==== Excerpted data ====
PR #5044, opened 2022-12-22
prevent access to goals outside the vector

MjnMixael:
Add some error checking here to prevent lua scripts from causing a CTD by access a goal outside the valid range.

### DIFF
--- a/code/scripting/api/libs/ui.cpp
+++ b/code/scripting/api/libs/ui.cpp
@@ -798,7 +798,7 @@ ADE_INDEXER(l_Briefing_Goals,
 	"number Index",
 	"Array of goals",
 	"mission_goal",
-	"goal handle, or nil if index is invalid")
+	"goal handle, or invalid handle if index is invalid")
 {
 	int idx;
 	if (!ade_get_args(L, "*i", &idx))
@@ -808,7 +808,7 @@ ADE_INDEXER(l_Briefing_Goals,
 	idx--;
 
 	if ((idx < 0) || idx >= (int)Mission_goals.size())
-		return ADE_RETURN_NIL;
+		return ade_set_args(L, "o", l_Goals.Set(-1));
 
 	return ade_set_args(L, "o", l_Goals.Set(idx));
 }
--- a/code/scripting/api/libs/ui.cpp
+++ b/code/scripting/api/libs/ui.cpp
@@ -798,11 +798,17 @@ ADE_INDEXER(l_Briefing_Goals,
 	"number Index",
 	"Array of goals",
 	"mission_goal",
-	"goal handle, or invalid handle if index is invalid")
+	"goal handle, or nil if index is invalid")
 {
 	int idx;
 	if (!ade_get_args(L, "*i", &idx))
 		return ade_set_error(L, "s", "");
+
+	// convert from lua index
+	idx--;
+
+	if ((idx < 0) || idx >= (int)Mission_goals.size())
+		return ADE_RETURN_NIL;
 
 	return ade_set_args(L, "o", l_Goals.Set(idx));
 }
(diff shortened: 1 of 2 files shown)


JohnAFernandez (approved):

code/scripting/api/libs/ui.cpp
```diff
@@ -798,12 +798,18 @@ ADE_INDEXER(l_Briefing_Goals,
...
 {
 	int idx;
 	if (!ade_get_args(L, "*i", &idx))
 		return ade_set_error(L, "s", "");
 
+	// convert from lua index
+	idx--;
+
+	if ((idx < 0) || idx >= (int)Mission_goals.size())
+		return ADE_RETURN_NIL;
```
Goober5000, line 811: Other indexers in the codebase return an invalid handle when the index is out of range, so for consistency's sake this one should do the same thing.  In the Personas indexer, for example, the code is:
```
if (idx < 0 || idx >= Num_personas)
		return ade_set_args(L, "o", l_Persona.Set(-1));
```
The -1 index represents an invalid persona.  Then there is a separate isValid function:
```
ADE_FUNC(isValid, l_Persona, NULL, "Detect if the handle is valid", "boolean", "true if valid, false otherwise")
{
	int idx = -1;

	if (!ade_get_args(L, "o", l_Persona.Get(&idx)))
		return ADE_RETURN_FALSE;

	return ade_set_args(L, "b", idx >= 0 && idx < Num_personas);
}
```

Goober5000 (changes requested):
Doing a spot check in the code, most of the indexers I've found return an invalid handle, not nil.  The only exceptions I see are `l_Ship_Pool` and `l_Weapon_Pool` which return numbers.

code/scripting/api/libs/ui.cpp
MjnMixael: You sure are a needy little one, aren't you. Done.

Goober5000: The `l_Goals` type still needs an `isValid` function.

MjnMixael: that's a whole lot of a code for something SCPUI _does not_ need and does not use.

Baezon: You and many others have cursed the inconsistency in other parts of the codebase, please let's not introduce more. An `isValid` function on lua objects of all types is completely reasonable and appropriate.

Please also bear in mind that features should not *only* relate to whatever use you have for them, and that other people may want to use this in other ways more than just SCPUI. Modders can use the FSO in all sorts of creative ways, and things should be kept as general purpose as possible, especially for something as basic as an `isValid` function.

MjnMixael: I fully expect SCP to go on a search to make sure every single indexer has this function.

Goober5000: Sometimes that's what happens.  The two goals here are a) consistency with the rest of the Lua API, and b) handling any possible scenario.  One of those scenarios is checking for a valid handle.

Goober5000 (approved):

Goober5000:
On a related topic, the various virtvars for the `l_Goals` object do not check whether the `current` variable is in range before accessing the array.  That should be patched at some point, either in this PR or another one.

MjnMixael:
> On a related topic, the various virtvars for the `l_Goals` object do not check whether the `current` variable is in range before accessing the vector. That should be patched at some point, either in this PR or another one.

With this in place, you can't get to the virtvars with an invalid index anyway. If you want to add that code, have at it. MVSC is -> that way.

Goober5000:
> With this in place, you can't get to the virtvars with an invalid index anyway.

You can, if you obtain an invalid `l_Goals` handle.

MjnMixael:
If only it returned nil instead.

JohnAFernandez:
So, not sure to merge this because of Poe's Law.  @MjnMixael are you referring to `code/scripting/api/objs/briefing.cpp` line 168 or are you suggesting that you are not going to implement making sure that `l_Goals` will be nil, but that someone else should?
====
From the records given above, copy all lines containing "checking".

Completed task ->
Add some error checking here to prevent lua scripts from causing a CTD by access a goal outside the valid range.
Goober5000: Sometimes that's what happens.  The two goals here are a) consistency with the rest of the Lua API, and b) handling any possible scenario.  One of those scenarios is checking for a valid handle.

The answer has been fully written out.